El titular de la Cámara baja cerró un año de “intensa ingeniería política” logrando la aprobación de la “ley de leyes” y asegurando su continuidad al frente del cuerpo. Con el respaldo de Karina Milei, se consolida como el armador clave del oficialismo mientras prepara el terreno para disputar la hegemonía del PJ en su provincia natal.
En los pasillos del Palacio Legislativo, el aire que se respira es de alivio y fatiga. Tras una sesión maratónica que culminó en la madrugada del 19 de diciembre, Martín Menem logró lo que parecía improbable hace apenas unos meses: la aprobación del Presupuesto 2026, el primero que la administración de Javier Milei logra pasar por el Congreso tras haber reconducido el cálculo de gastos durante el ejercicio anterior.
Sin embargo, el triunfo no fue gratuito. El presidente de la Cámara de Diputados tuvo que desplegar lo que fuentes del oficialismo denominaron una “intensa ingeniería política” desde su despacho, flanqueado por su primo y mano derecha, Eduardo “Lule” Menem, y con la colaboración táctica de aliados del PRO como Diego Santilli.
La reelección de Menem al frente del cuerpo, concretada el pasado 3 de diciembre, fue el preludio de este cierre de año frenético. En aquella sesión preparatoria, el riojano dejó en claro el tono que busca imprimir a su gestión para la segunda mitad del mandato libertario, apelando a la institucionalidad pero sin ceder en el dogma económico del Gobierno.
“Respetar el equilibrio fiscal por sobre el despilfarro del gasto, buscar alivianar la carga impositiva burocrática y no volver a los piquetes y al clientelismo”, sentencian voceros de Menem desde el estrado, en una frase que resonó como una advertencia a la oposición dialoguista que exigía flexibilizaciones en las partidas para las provincias.
La “rosca” y los límites del poder
El debate por el Presupuesto expuso la fragilidad de los acuerdos en un Congreso fragmentado. Si bien el oficialismo consiguió la media sanción general, sufrió reveses en artículos clave, como el intento de derogar las leyes de financiamiento educativo y discapacidad, puntos donde la oposición —incluyendo sectores del radicalismo y Encuentro Federal— marcó la cancha.

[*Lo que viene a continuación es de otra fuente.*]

PR #106, opened 2019-10-25
Use pre-commit to verify commit message format

wenzowski:
[git_commit_2x](https://xkcd.com/1296/)

## Solution: use pre-commit to verify commit message format
**Developer action is required to enable this feature locally.**

The `commit-msg` hook must be installed to ensure commit messages
conform to community standards:

```bash
pre-commit install --hook-type commit-msg
```

The project [pre-commit] framework configuration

Menem, consciente de que la matemática legislativa obliga a la negociación permanente, ha adoptado un perfil pragmático. “Mi despacho seguirá abierto para todos los que quieran trabajar por una Argentina mejor y más libre, con la convicción de que los acuerdos auténticos se construyen mirándonos de frente y con honestidad”, declaran cerca del presidente de la Cámara Baja tras ser ratificado en el cargo, un mensaje dirigido tanto a los gobernadores como a los bloques aliados que reclaman mayor participación en la toma de decisiones.

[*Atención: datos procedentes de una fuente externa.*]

PR #109, opened 2019-10-25
Re-implement application status

dleard:
Added a stored procedure to cover createApplication -> createApplicationStatus mutation chain, renders a status in facility view && conditionally renders the apply/resume application button

### DIFF
--- a/app/containers/Organisations/Facility.js
+++ b/app/containers/Organisations/Facility.js
@@ -1,6 +1,6 @@
 import React from 'react';
 import {graphql, createFragmentContainer} from 'react-relay';
-import {Button, Card, ListGroup, ListGroupItem} from 'react-bootstrap';
+import {Button, Badge, Card, ListGroup, ListGroupItem} from 'react-bootstrap';
 import {useRouter} from 'next/router';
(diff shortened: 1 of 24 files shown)


app/containers/Organisations/Facility.js
```diff
@@ -102,6 +137,13 @@ export default createFragmentContainer(FacilityComponent, {
         edges {
           node {
             id
+            applicationStatusesByApplicationId {
```
matthieu-foucault: order by creation date desc

app/containers/Organisations/Organisations.js
```diff
@@ -4,7 +4,7 @@ import {Table, Dropdown, Button} from 'react-bootstrap';
 import Organisation from './Organisation';
 import UserOrganisation from './UserOrganisation';
 
-const Organisations = props => {
+export const Organisations = props => {
```
matthieu-foucault: no named export with the same name as the file

app/containers/Organisations/Facility.js
dleard: good idea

A pesar de las tensiones, en la Casa Rosada valoran la lealtad inquebrantable de Menem y su alineación total con Karina Milei. La Secretaria General de la Presidencia lo considera su alfil principal no solo para la contención legislativa, sino para el armado nacional de La Libertad Avanza (LLA), que ya cuenta con personería jurídica en los 24 distritos.

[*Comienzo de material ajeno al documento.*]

PR #118, opened 2019-10-28
bump relay to v7

wenzowski:
closes a whole bunch of dependabot PRs if stable


app/pages/form-builder.js
```diff
@@ -1,6 +1,6 @@
 import React, {Component} from 'react';
 import {Container, Row, Col} from 'react-bootstrap';
-import Header from '../components/Header';
+// Import Header from '../components/Header';
```
matthieu-foucault: Remove this page? It's not used, and broken

.circleci/config.yml
```diff
@@ -194,6 +194,19 @@ jobs:
...
 
+  compile:
+    machine:
+      image: ubuntu-1604:201903-01
+    working_directory: ~/cas-ciip-portal/app
+    steps:
+      - attach_workspace:
+          at: ~/
+      - run:
+          name: Audit Dependencies
```
matthieu-foucault:
```suggestion
          name: Make a production build
```

.circleci/config.yml
```diff
@@ -194,6 +194,19 @@ jobs:
...
+          command: |
+            source ~/.asdf/asdf.sh
+            yarn build # ensure next.js can compile a production build
```
matthieu-foucault:
```suggestion
            yarn build:relay
            yarn build:next # ensure next.js can compile a production build
```
This is what we're doing on pathfinder. See the s2i assemble script

matthieu-foucault:
You'll need to update the snapshots, looks like relay 7 adds more forwardrefs

.circleci/config.yml
wenzowski: yessir

.circleci/config.yml
wenzowski: good point, the schema is checked in a separate, isolated step

app/pages/form-builder.js
wenzowski: done

wenzowski:
rebased on develop

PR #121, opened 2019-10-29
User Dashboard design update

hamzajaved:
based on an old branch of #118; needs those commits rebased out of history and to be based off `develop` instead


matthieu-foucault:
My comment still stands. 1f6522f Updates the `.pipeline` submodule. Looks like you need an interactive rebase that drops that commit.

hamzajaved:
> My comment still stands. [1f6522f](https://github.com/bcgov/cas-ciip-portal/commit/1f6522f0c410d96f94d897716a9a1ed6ed805925) Updates the `.pipeline` submodule. Looks like you need an interactive rebase that drops that commit.

Pushed an update - hopefully, it should be fixed. Otherwise, I might bother you for a quick pair.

El frente riojano: la obsesión política
Más allá de la agenda nacional, la mirada de Martín Menem no se desvía de su objetivo de fondo: La Rioja. La provincia, bastión histórico del peronismo y actualmente gobernada por Ricardo Quintela —uno de los opositores más feroces al modelo libertario—, es el escenario donde el titular de Diputados proyecta el crecimiento territorial de LLA de cara a 2027.
La estrategia es clara: nacionalizar la gestión y contrastar el “orden fiscal” de la Nación con la situación financiera de la provincia. En el entorno de Menem aseguran que la consolidación del partido a nivel local es prioritaria. La reciente aprobación de la designación de auditores para la AGN (Auditoría General de la Nación) también fue leída en clave política, asegurando puestos de control que el oficialismo considera vitales para auditar la “herencia” en diversas áreas del Estado.
En medio de acusaciones cruzadas y rumores de pactos con la «casta» para sacar las leyes, Menem se defiende con el pragmatismo que le impone el cargo. Ante las críticas por la demora en tratar proyectos como la Ficha Limpia, fue tajante: “Es una barbaridad decir que queremos favorecer a Cristina Kirchner. Esas especulaciones espurias me parecen una locura”, afirman allegados a Menem, buscando despejar dudas sobre la pureza ideológica del espacio que representa.
Con el Presupuesto aprobado y su liderazgo ratificado, Menem encara el receso estival con dos certezas: el 2026 será el año de la gestión económica pura y, en lo personal, el momento de acelerar la construcción de una alternativa de poder real en su tierra natal.